Records drawn from a dataset
⟨

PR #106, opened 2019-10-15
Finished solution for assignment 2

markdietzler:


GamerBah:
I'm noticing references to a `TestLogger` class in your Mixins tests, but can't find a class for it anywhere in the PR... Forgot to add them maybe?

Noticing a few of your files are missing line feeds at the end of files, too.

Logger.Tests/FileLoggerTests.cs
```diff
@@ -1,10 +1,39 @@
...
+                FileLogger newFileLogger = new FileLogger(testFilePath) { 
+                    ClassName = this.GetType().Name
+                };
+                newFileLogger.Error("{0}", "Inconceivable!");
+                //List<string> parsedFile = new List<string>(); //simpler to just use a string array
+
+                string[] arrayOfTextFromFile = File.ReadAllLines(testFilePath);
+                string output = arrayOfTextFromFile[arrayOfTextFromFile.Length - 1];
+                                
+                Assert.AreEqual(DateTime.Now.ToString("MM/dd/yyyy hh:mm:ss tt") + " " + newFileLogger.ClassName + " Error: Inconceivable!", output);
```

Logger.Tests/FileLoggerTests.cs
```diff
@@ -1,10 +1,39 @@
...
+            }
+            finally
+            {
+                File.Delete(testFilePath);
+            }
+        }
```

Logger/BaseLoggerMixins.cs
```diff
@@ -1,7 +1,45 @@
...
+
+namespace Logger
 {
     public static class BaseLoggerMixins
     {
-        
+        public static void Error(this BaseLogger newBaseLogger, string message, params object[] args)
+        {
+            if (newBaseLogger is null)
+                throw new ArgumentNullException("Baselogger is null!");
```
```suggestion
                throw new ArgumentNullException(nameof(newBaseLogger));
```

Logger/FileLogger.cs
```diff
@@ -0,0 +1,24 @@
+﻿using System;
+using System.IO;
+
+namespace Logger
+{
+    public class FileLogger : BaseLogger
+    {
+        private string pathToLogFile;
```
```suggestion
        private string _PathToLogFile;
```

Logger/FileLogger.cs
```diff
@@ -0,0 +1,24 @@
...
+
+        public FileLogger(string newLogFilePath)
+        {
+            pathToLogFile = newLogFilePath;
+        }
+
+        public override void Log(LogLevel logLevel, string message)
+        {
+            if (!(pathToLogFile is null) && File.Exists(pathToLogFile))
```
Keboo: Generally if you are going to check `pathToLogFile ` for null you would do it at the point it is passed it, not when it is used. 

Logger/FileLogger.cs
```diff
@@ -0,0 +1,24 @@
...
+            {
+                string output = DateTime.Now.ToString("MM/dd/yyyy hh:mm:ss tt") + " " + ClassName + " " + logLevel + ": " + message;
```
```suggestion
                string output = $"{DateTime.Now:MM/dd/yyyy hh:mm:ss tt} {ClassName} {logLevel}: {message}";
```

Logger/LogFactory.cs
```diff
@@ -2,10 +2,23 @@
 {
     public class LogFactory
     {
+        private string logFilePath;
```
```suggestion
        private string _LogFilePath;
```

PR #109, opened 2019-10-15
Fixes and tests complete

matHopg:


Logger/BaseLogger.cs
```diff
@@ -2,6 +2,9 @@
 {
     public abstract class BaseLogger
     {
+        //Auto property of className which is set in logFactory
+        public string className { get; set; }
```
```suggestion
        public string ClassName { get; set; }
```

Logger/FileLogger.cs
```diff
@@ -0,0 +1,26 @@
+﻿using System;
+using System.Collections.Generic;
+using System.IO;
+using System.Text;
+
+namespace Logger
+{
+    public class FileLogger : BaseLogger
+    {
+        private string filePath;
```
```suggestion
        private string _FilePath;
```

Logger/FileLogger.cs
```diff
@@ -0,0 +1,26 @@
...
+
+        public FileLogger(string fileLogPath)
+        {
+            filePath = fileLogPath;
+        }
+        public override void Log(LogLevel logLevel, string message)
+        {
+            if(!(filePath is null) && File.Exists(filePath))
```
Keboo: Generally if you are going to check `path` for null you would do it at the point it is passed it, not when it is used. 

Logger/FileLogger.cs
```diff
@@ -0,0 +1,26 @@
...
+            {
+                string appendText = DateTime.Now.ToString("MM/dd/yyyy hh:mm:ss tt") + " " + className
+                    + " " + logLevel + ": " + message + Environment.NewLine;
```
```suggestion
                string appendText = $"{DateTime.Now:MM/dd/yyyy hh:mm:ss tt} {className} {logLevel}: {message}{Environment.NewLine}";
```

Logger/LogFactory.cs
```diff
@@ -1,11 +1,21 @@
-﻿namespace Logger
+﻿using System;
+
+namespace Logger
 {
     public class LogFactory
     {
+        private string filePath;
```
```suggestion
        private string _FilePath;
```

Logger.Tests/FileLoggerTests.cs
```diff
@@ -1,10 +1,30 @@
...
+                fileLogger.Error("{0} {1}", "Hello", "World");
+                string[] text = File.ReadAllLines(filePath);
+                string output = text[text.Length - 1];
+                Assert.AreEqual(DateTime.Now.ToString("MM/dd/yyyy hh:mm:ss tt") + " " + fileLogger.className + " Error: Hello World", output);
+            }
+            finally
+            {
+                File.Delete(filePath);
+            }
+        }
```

⟩

- **Task instructions**:
In full and without changes, give the data above once more.

- **Solution to this exercise**:
PR #106, opened 2019-10-15
Finished solution for assignment 2

markdietzler:


GamerBah:
I'm noticing references to a `TestLogger` class in your Mixins tests, but can't find a class for it anywhere in the PR... Forgot to add them maybe?

Noticing a few of your files are missing line feeds at the end of files, too.

Logger.Tests/FileLoggerTests.cs
```diff
@@ -1,10 +1,39 @@
...
+                FileLogger newFileLogger = new FileLogger(testFilePath) { 
+                    ClassName = this.GetType().Name
+                };
+                newFileLogger.Error("{0}", "Inconceivable!");
+                //List<string> parsedFile = new List<string>(); //simpler to just use a string array
+
+                string[] arrayOfTextFromFile = File.ReadAllLines(testFilePath);
+                string output = arrayOfTextFromFile[arrayOfTextFromFile.Length - 1];
+                                
+                Assert.AreEqual(DateTime.Now.ToString("MM/dd/yyyy hh:mm:ss tt") + " " + newFileLogger.ClassName + " Error: Inconceivable!", output);
```

Logger.Tests/FileLoggerTests.cs
```diff
@@ -1,10 +1,39 @@
...
+            }
+            finally
+            {
+                File.Delete(testFilePath);
+            }
+        }
```

Logger/BaseLoggerMixins.cs
```diff
@@ -1,7 +1,45 @@
...
+
+namespace Logger
 {
     public static class BaseLoggerMixins
     {
-        
+        public static void Error(this BaseLogger newBaseLogger, string message, params object[] args)
+        {
+            if (newBaseLogger is null)
+                throw new ArgumentNullException("Baselogger is null!");
```
```suggestion
                throw new ArgumentNullException(nameof(newBaseLogger));
```

Logger/FileLogger.cs
```diff
@@ -0,0 +1,24 @@
+﻿using System;
+using System.IO;
+
+namespace Logger
+{
+    public class FileLogger : BaseLogger
+    {
+        private string pathToLogFile;
```
```suggestion
        private string _PathToLogFile;
```

Logger/FileLogger.cs
```diff
@@ -0,0 +1,24 @@
...
+
+        public FileLogger(string newLogFilePath)
+        {
+            pathToLogFile = newLogFilePath;
+        }
+
+        public override void Log(LogLevel logLevel, string message)
+        {
+            if (!(pathToLogFile is null) && File.Exists(pathToLogFile))
```
Keboo: Generally if you are going to check `pathToLogFile ` for null you would do it at the point it is passed it, not when it is used. 

Logger/FileLogger.cs
```diff
@@ -0,0 +1,24 @@
...
+            {
+                string output = DateTime.Now.ToString("MM/dd/yyyy hh:mm:ss tt") + " " + ClassName + " " + logLevel + ": " + message;
```
```suggestion
                string output = $"{DateTime.Now:MM/dd/yyyy hh:mm:ss tt} {ClassName} {logLevel}: {message}";
```

Logger/LogFactory.cs
```diff
@@ -2,10 +2,23 @@
 {
     public class LogFactory
     {
+        private string logFilePath;
```
```suggestion
        private string _LogFilePath;
```

PR #109, opened 2019-10-15
Fixes and tests complete

matHopg:


Logger/BaseLogger.cs
```diff
@@ -2,6 +2,9 @@
 {
     public abstract class BaseLogger
     {
+        //Auto property of className which is set in logFactory
+        public string className { get; set; }
```
```suggestion
        public string ClassName { get; set; }
```

Logger/FileLogger.cs
```diff
@@ -0,0 +1,26 @@
+﻿using System;
+using System.Collections.Generic;
+using System.IO;
+using System.Text;
+
+namespace Logger
+{
+    public class FileLogger : BaseLogger
+    {
+        private string filePath;
```
```suggestion
        private string _FilePath;
```

Logger/FileLogger.cs
```diff
@@ -0,0 +1,26 @@
...
+
+        public FileLogger(string fileLogPath)
+        {
+            filePath = fileLogPath;
+        }
+        public override void Log(LogLevel logLevel, string message)
+        {
+            if(!(filePath is null) && File.Exists(filePath))
```
Keboo: Generally if you are going to check `path` for null you would do it at the point it is passed it, not when it is used. 

Logger/FileLogger.cs
```diff
@@ -0,0 +1,26 @@
...
+            {
+                string appendText = DateTime.Now.ToString("MM/dd/yyyy hh:mm:ss tt") + " " + className
+                    + " " + logLevel + ": " + message + Environment.NewLine;
```
```suggestion
                string appendText = $"{DateTime.Now:MM/dd/yyyy hh:mm:ss tt} {className} {logLevel}: {message}{Environment.NewLine}";
```

Logger/LogFactory.cs
```diff
@@ -1,11 +1,21 @@
-﻿namespace Logger
+﻿using System;
+
+namespace Logger
 {
     public class LogFactory
     {
+        private string filePath;
```
```suggestion
        private string _FilePath;
```

Logger.Tests/FileLoggerTests.cs
```diff
@@ -1,10 +1,30 @@
...
+                fileLogger.Error("{0} {1}", "Hello", "World");
+                string[] text = File.ReadAllLines(filePath);
+                string output = text[text.Length - 1];
+                Assert.AreEqual(DateTime.Now.ToString("MM/dd/yyyy hh:mm:ss tt") + " " + fileLogger.className + " Error: Hello World", output);
+            }
+            finally
+            {
+                File.Delete(filePath);
+            }
+        }
```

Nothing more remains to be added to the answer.